Четыре года хорошо жили, а потом Вика праздновала своё шестнадцатилетие. Первый раз она тогда домой пьяная пришла, точнее, её привели, её же друзья и привели. До сих пор помню: стоит, качается и хихикает. Тушь размазана, куртка расстегнута, на красивой синей блузке, которую мы с мамой ей на День рождения утром подарили, пуговицы вырваны. А потом я увидела, что из кармана куртки торчат её трусы…
– Ваша? Забирайте! – это сказал тот, кого все называли Тоха, он у них главный. Потом он, обращаясь ко мне, бросил:
– Твоё счастье, что ты мелкая! Ни рожи, ни задницы, ни груди! Ухватиться не за что! Не то, что у сестры твоей, – и он схватил её за грудь и начал тискать здесь же, при всех и заржал, остальные подхватили. А Вика стоит и тоже хихикает, к Тохе этому прижимается.
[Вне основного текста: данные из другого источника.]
PR #277, opened 2024-08-01
SCC-4187 - Server render ItemTable

dgcohen:
## Ticket:

- JIRA ticket [SCC-4187](https://newyorkpubliclibrary.atlassian.net/browse/SCC-4187)

- Removes the useEffect that was initializing the client-side fetch on first render.
- Passes the view_all_item query param in the server side fetch in the /all page component.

Я знала их всех, в одном дворе жили. Меня они в свою компанию не брали. Я для них мелкая была. Я тогда первый раз порадовалась, что не такая красивая, как Вика.
То, что я маленькая, так это я в маму, она у нас тоже невысокая была и худенькая. Вика она другая. Была. Высокая, красивая, ладная. Она уже в пятнадцать выглядела, как взрослая. Парни на неё всегда засматривались.
Хорошо, что хоть мамы дома не было, не видела она Вику такую. Мама пришла поздно вечером, когда Вика уже спала. Я тогда уже её уложила, рвоту за ней в коридоре убрала, даже вещи её уже выстирала, но мама всё равно всё поняла. Вот только зашла в нашу комнату, посмотрела на Вику и всё поняла. Плакала потом на кухне, а я её чаем отпаивала.
Вика пережила маму всего на полтора года. Она, так же, как отец, пила запоями. Неделю пьёт, потом утром, мучаясь от похмелья, слово даёт, что всё, не будет больше. А потом опять срывается… срывалась…
Мы так и не узнали с мамой, кто отец Алёши. Вика нам так и не сказала. Я сразу поняла, что Вика беременная. У нас с ней цикл одинаковый был. Да и токсикоз у неё сильный был. Только он и держал её от пьянства. Вика на запахи очень чувствительная стала. Мы с мамой нарадоваться не могли, надеялись, может она совсем бросит пить. Не бросила…
Через полгода сорвалась. Напилась и уснула в парке, на скамейке. Хорошо, что лето было, не замерзла ни она, ни Лёша.
Вот тогда её и лишили материнства. Хорошо, что когда за Алёшей из органов опеки пришли, Татьяна, соседка наша пришла, она телефон мой знала, позвонила. Мама тогда в больнице была. Врачи ей тогда диагноз сказали, рак. Тогда же сразу и сказали, что ей недолго осталось. Оперировать поздно было. Полгода, максимум год они ей дали. А мама, как услышала, что Алёшу в приют забрали, сказала:
– Жить буду, сколько Бог даст! Но мне теперь нельзя ещё умирать.
Бог дал маме прожить ещё два года. Я успела техникум закончить, опеку над Алёшей оформить. Это Татьяне спасибо надо сказать! Она меня знала, помогла.
Вика только через два месяца поняла, что мамы нет. Она тогда в запое была. На похоронах была, но совсем не понимала, на чьих.
Сама ко мне пришла. Лёшку увидела и на колени упала. Я её тогда даже в клинику отвела, закодировала от пьянки. Она сама попросила, сказала, что иначе не справится. Больше года Вика не пила. Даже с мужчиной стала жить. Шуриком из соседнего дома. Лёшку они стали на выходные брать, когда Вика уже полгода не пила. Он, знал, что она его мама. Называл её "мама Вика", а меня "мама Ника". Я, когда первый раз Вике с Шуриком на выходные Алёшу отдала, места себе не находила. Весь вечер у них под окнами просидела, в кустах, чтоб они меня не видели. Никак поверить не могла, что всё хорошо будет.
Вот там, в тех кустах меня и застал Митя, точнее, его Мухтар. Митя вышел выгуливать Мухтара, вот Мухтар и сделал свои дела мне в кроссовки. Животное же не виновато, что там, где надо лапу задирать, стоит кто-то. Митя долго извинялся, потом до дома меня проводил. Мы встречаться с ним начали, я сразу всё честно ему про Лёшку рассказала. Он не против был.